Document context in RAG. When a clinician uploads a 10k-token clinical note and asks 5 questions about it, the note gets cached on the first question. Questions 2–5 skip prefill for those 10k tokens entirely, making time-to-first-token dramatically faster.

Multi-turn conversations. With Bedrock's conversation history caching, the growing context of a clinical discussion doesn't need to be reprocessed from scratch on each turn. The KV state up to the previous turn is cached, and only the new user message triggers fresh computation.

For self-hosted vLLM deployments (like our GPT-OSS 120B setup), prefix caching gives you the same benefits automatically — no code changes required, just the nature of serving multiple requests with shared context through the same inference engine.

9. Lessons learned

Architecture determines hardware requirements, not just parameter count. A 744B MoE model with 40B active parameters has a fundamentally different deployment profile than a 40B dense model — less compute per token, but the weight storage and expert routing add complexity.

GPU topology matters more than total FLOPS. Our 4× A100 box has impressive aggregate compute, but the 2+2 NVLink split means naive TP=4 could waste cycles on slow cross-NUMA AllReduces. Understanding nvidia-smi topo -m before choosing a parallelism strategy is essential — even though in our case the simpler config won.

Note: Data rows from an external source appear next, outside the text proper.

PR #2582, opened 2020-12-27
Fix docker, remove public open MongoDB

XL-Reaper:
There are no dist files built, so they cannot be copied. This fixes the current docker issues.
Also I removed the public open MongoDB. It is enough if it is just reachable for zenbot through the docker networking.


stefancrain:
From my experience today : The removal of the copy commands causes the web portal at `:17365` to fail. Failing to copy over the `/app/dist` folder that is generated during the `RUN npm install *` layers causes multiple 404 messages when loading the webview. 
image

Benchmark, don't theorize. My topology analysis was correct in principle (cross-NUMA is 20× slower) but wrong in prediction (TP=4 still won). Second-order effects — quantized payload sizes, pipeline bubbles, NCCL transport optimization — dominated the first-order bandwidth difference. Always measure.

MoE sparsity is your best friend on limited hardware. A 120B model that only activates 5.1B parameters per token fits comfortably on 4× A100 40GB at INT4, with room for generous KV cache and concurrent serving. The "effective model size" for memory bandwidth purposes is much smaller than the headline number.

The KV cache connects everything. Memory budgets, parallelism choices, bandwidth bottlenecks, and even cloud API pricing all flow through KV cache mechanics. Understanding the compute-vs-memory tradeoff of caching attention state is the single most important mental model for LLM deployment.

Process cleanup on GPUs is harder than you think. CUDA contexts don't release on SIGTERM the way file handles do. Always kill the full process group and verify memory is free before launching a new model. fuser /dev/nvidia* is your best friend.

Start with what works, then optimize. Our TP=4 config ran stable in production for weeks. The topology optimization was an interesting experiment, but a working deployment matters more than a theoretically optimal one that crashes during NCCL initialization.

Written from the trenches of clinical AI infrastructure at an academic medical center. All benchmarks on real hardware, not marketing slides.